18. The in vitro diagnostic product of claim 15, wherein the sample is assayed for the presence of both the chromosome 16 variant allele of Table 1, in the gene ZFHX3 (ATBF1), at position chr16:72993489, using the forward primer TATTCGGGAAAGCCTGGTCT (SEQ ID NO: 3) and the reverse primer CCTCGCTTTTCCTGAACTCT (SEQ ID NO: 4), wherein the variant allele is C; and the chromosome 16 variant allele of Table 1, in the gene IL34, at position chr16:70690511, using the forward primer GGAGCCTGCTGGTCATTTCT (SEQ ID NO: 5) and the reverse primer CAGGAAGGGATTCTCACCAG (SEQ ID NO: 6), wherein the variant allele is C.
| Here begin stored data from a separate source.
PR #100, opened 2021-02-23
feat(Tooltip): use portals for tooltips

ajkl2533:
Closes FEP-1623


src/components/Tooltip/hooks/useTooltip.tsx
```diff
@@ -0,0 +1,58 @@
...
+
+  useEffect(() => {
+    setStyle(getPlacementStyles());
+  }, [getPlacementStyles, isShow]);
+
+  useEffect(() => {
+    scrollListener.current = () => {
+      hide();
+    };
+    if (isListenersAdded.current && isNotNull(scrollListener.current)) {
```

19. The in vitro diagnostic product of claim 15, wherein the sample is assayed for the presence of at least one variant allele listed in Table 2 with a PCR assay using one or more of the forward and reverse primers sequences selected from SEQ ID NOS: 7-156.

20. The in vitro diagnostic product of claim 11, wherein the presence of the at least one variant allele indicates a diagnosis of MS in the subject.